More complicated functions

It’s fairly easy to see how ReLU gets parallelize in this way, but what about more complicated functions? For example, instead of ReLU, suppose we want to compute a sum of input over its “input_cols” axis in parallel. In this case, we produce 16x64 slices for each processor in the same way as described above. Then each processor applies the sum operation to its slice producing a vector of length 16. Here we arrange the shapes of each output on each processor just like our mesh:

16	16	16	16
16	16	16	16

We then need to apply another sum across processors on the reduced-out axis. That is we sum across the 4 columns in the mesh and we communicate the result to all the processors (this is the Allreduce collective communication primitive). Now, each processor in the same row of the mesh has a vector of length 16 with the same values.

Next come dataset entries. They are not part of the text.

PR #5881, opened 2023-09-14
Framework: add spksrc.main-depends.mk

hgy59:
## Description

This framework cleanup is ahead of the next synocli-develop update.
It simplifies the dummy cross modules that are built for dependency evaluation only.

### Type of change


hgy59:
@th0ma7 can I merge this? 
It is an extract of my work on updating synocli-devel with targets for qoirq and OLD_PPC_ARCHS.

I don't know why the build fails to download nasm (for ffmpeg et. al.) since locally I have no problem to download  https://fossies.org/linux/misc/nasm-2.16.01.tar.xz.

mk/spksrc.configure.mk
```diff
@@ -47,9 +47,8 @@ REAL_CONFIGURE_ARGS += $(CONFIGURE_ARGS)
 
 configure_msg:
 	@$(MSG) "Configuring for $(NAME)"
-	@$(MSG)     - Configure ARGS: $(CONFIGURE_ARGS)
+	@$(MSG)     - Configure ARGS: $(REAL_CONFIGURE_ARGS)
```
th0ma7, line 50: Really?  isn't REAL_CONFIGURE_ARGS related to GNU_CONFIGURE only?

th0ma7 (approved):
Besides the REAL_CONFIGURE_ARGS that I'm not sure of, LGTM.  Overall looks like a neat idea.  If I get this right, as the spksrc.main-depends.mk only has pre-check, cross-env and depend it makes the dependency analysis faster?

Side note, I'd rather use another naming than `main` and `main-depends` but I have no better option to offer... so perhaps for a later time.

mk/spksrc.configure.mk
hgy59: REAL_CONFIGURE_ARGS contains all configure args 

with GNU_CONFIGURE = 1, it contains the --host, --build and --prefix args
and it contains the TC_CONFIGURE_ARGS
plus for DSM 7+ it has --localstatedir defined

without GNU_CONFIGURE it is the same as CONFIGURE_ARGS.


I changed the message to REAL_CONFIGURE_ARGS after I found in cross/gdb-7.12/Makefile there is GNU_CONFIGURE = 1, but finally only CONFIGURE_ARGS are used and the REAL_CONFIGURE_ARGS logic is implemented again.


Is is only confusing with custom configure targets, but this is always the case with a common pre-target message.
Custom configure targets should always add own messages to avoid confusion (when not using REAL_CONDIGURE_ARGS).

hgy59:
> Side note, I'd rather use another naming than `main` and `main-depends` but I have no better option to offer... so perhaps for a later time.

My first approach was spksrc.no-op.mk, then spksrc.evaluate-depends.mk and finally spksrc.main-depends.mk based on your naming (*-main) for the PKG_NAME 😄

th0ma7:
> My first approach was spksrc.no-op.mk, then spksrc.evaluate-depends.mk and finally spksrc.main-depends.mk based on your naming (*-main) for the PKG_NAME 😄

I must be getting old... yet another senior moment :older_man:

PR #347, opened 2026-08-10
build: add x86_64 musl binaries

fischeti:
Adds Linux x86_64 binaries that link against musl instead of glibc. The advantage of that is that those are fully statically linked libraries so they are more portable e.g. to Linux distros with glibc versions lower than the manylinux container that we currently use or minimal containers without glibc at all.

The installer script will still install gnu based binaries if a compatible glibc is detected and fall back to musl builds otherwise.

I also tried adding ARM musl binaries, but it is much more complicated to set up with the current github runners (requires cross compilation and other things), which is why I decided to drop it.

## Verification

Release build passed in https://github.com/pulp-platform/bender/actions/runs/31378434929. I also tested the built artifact on my workstation with a couple of commands incl. slang based features.

### DIFF
--- a/.github/workflows/release-build.yml
+++ b/.github/workflows/release-build.yml
@@ -32,6 +32,10 @@ jobs:
             runner: ubuntu-22.04-arm
             container: quay.io/pypa/manylinux_2_28_aarch64
             cache_golden_bin: false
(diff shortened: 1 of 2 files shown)


micprog (approved):
LGTM :+1:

Any column can then be concatenated to get the correct output, which will be a vector of length 32 (I’m not sure of the logic for producing the correct output rather than an output of the same shape as the input but with a lot of duplicated data).

With a combination of broadcasting, elementwise operations, and reductions (e.g., sum, mean, max, etc), we can define a lot of different functions, including Einstein Summation, which includes matrix multiplication as a special case.

Named arrays

A named array is like a NumPy array except that each axis has a name. We don’t require named arrays to implement this style of parallelism, but they’re natural to introduce in such an implementation and provide a lot of benefits. In fact, they’re useful beyond just defining functions to be parallelized. For example, see the discussion from this post on broadcasting: “While the rule for broadcasting named axes might seem like an arbitrary extension of the NumPy model, it is actually consistent with it. Broadcasting first looks for pairs of dimensions it considers as equivalent in both operands. For all matched pairs, it asserts that both sizes are equal or one of them is 1. All unpaired dimensions are carried over to the result. Now, in the positional world the way NumPy broadcasting chooses to form the pairs is by right-aligning the shapes. But our axes are named, so there is a straightforward way of finding equivalent axes: just check their names for equality!”



I also think it was used to train mT5 (“The model architecture and training procedure that we use for mT5 closely follows that of T5.” Xue et al 2021a) and ByT5 (“The design stays relatively close to mT5 …” Xue et al 2021b).